Nahezu alle Meldungen meldepflichtiger Erkrankungen erreichen die Gesundheitsämter in der heutigen Zeit außerhalb des Postwegs, nämlich telefonisch, per Telefax oder E-Mail. Oft wird aber von den meldenden Ärzten oder Kliniken gar nicht oder mit einer beträchtlichen zeitlichen Verzögerung gemeldet, zum Beispiel Verdachtsmeldungen erst beim Vorliegen bestätigender Laborbefunde. Auch bei zeitnaher Meldung sind die Angaben oft lückenhaft, so dass sie ohne zusätzliche Ermittlungen der Gesundheitsämter vor Ort überhaupt nicht weiter übermittelt werden können. Nach § 6 IfSG (Meldepflichtige Krankheiten) wird dabei insgesamt nur ein Bruchteil der Erkrankungen gemeldet, den weitaus größten Anteil machen Meldungen nach § 7 IfSG (Meldepflichtige Nachweise von Krankheitserregern) aus. Hinzu kommt, dass auch Ärzte im öffentlichen Gesundheitsdienst das Telefon benutzen (natürlich auch im Falle von EHEC), somit ist es keineswegs richtig, dass Gesundheitsämter für ihre Übermittlung den Postweg nutzen würden. Hier zahlen sich die guten Verbindungen der Gesundheitsämter zu dem RKI enorm aus – in beide Richtungen. Auch durch ständiges Wiederholen, dass Gesundheitsämter viel zu langsam übermitteln würden, wird diese Phrase nicht richtiger.
Das größte Meldehemmnis für uns Ärzte und Ärztinnen in den Gesundheitsämtern ist die Meldemoral der niedergelassenen oder in Krankenhäusern tätigen Kolleginnen und Kollegen. Wenn wir von diesen nicht erfahren, dass es zum Beispiel Cluster einer Erkrankung in einem zeitlichen und örtlichen Zusammenhang gegeben hat, dann verzögert dies unser Einschreiten enorm. Die Gründe hierfür können sehr gerne zentral gesucht werden.

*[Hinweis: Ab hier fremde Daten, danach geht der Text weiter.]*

PR #515, opened 2019-06-28
fix the fact that with the regex version, local CORS does not work

Pomax:
When running network-pulse-api master and networl-pulse master together locally, I cannot for the life of me get them to cooperate, generating a million and one CORS errors in my browser dev console every time the pulse client tries to XHR some data from the pulse API...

Die Einschränkung der Meldepflicht bestimmter Erreger, die über Lebensmittel übertragen werden können, auf bestimmte berufliche Tätigkeiten führt dazu, dass mögliche Hinweise von Erkrankungen der übrigen Bevölkerung nicht mehr zur Verfügung stehen und somit auch Hinweise auf mögliche Ausbruchsursachen verloren gehen.
Dessen ungeachtet wird mit den akut erhobenen Daten hochkarätige Forschung betrieben, sowohl im RKI als auch in den Gesundheitsämtern. Bei EHEC konnte so mit- geklärt werden, dass der Keim in Sprossen saß . . .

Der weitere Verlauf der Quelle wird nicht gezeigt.